PR #554, opened 2022-04-19
[dogs-unchained] dogs unchained strategy

dogsunchained:
- Dogs Unchained specific strategy implemented with tests passing


ChaituVR:
@dogsunchained one missing part is, we need to add the strategy to src/strategies/index.ts 
and also try running `yarn lint` looks like there are few lint issues too

dogsunchained:
Added dogs-unchained to the index.ts file, and linter is now passing. Thanks!

ChaituVR (approved):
========================================
# Exercise description
What you give back should match the entries above exactly.

# Written answer
PR #554, opened 2022-04-19
[dogs-unchained] dogs unchained strategy

dogsunchained:
- Dogs Unchained specific strategy implemented with tests passing


ChaituVR:
@dogsunchained one missing part is, we need to add the strategy to src/strategies/index.ts 
and also try running `yarn lint` looks like there are few lint issues too

dogsunchained:
Added dogs-unchained to the index.ts file, and linter is now passing. Thanks!

ChaituVR (approved):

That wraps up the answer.